At home, (can I write a post without saying that?) Brad is entrusted with his father's Jaguar for the night, and since we've all seen at least one movie in our lives, we know what's going to happen to that car. Leah comes over to help Brad prepare for his big tutoring session, and it's abundantly clear that she has romantic feelings for him (the childhood best friend trope). He's oblivious, though, which is just the most creative male-female dynamic I have ever seen.

Later, Brooke snubs her boyfriend in favor of being tutored, which proceeds exactly how you would expect.


Brooke is played by Marley Shelton, who has had a lot of work since this movie but nothing amazing. She was on an episode of Mad Men though, which seems to be a recurring theme.

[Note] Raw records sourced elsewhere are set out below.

PR #5487, opened 2022-07-12
[MAINTENANCE] Move test_yaml_config to a separate class

anthonyburdi:
- Pure refactor - no logic change intended. 
- Move `BaseDataContext.test_yaml_config()` to a separate class called `YamlConfigValidator` which also contains class attributes.
- The scope of this PR is to move this code out of the data context, and not to improve test_yaml_config itself. It also calls some private methods on the data context which should be addressed in the future but are not considered to keep the scope of this PR contained.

Will Friedle --> Marley Shelton --> Mad Men
Rider Strong --> Larisa Oleynik --> Mad Men
Ben Savage --> Linda Cardellini --> Mad Men
And that Arthur guy from Stormy Weather (3x16) is on Mad Men as well.
You can't make this stuff up, folks. But then, maybe I'm the only one who cares.

(Beginning beer number 2, the Budweiser Black Crown. I've got a thing for amber lager right now)

I just put on the Hindi dub for a little bit, it actually sounds pretty professional. I'm sorry, I can't let that go, it's too funny.

Brooke gets a call from her douchey boyfriend who wants her to join him at a party. He gives her the whole "you're pretty why do you need to study" thing, which upsets her. Brooke actually seems like a sympathetic character at this point. I'll be honest, this movie is not even that bad yet. Every joke is a flop and JLH hasn't quite learned how to act yet, but the actors are great and the dialogue (except the jokes) is good too. This could be a lot worse.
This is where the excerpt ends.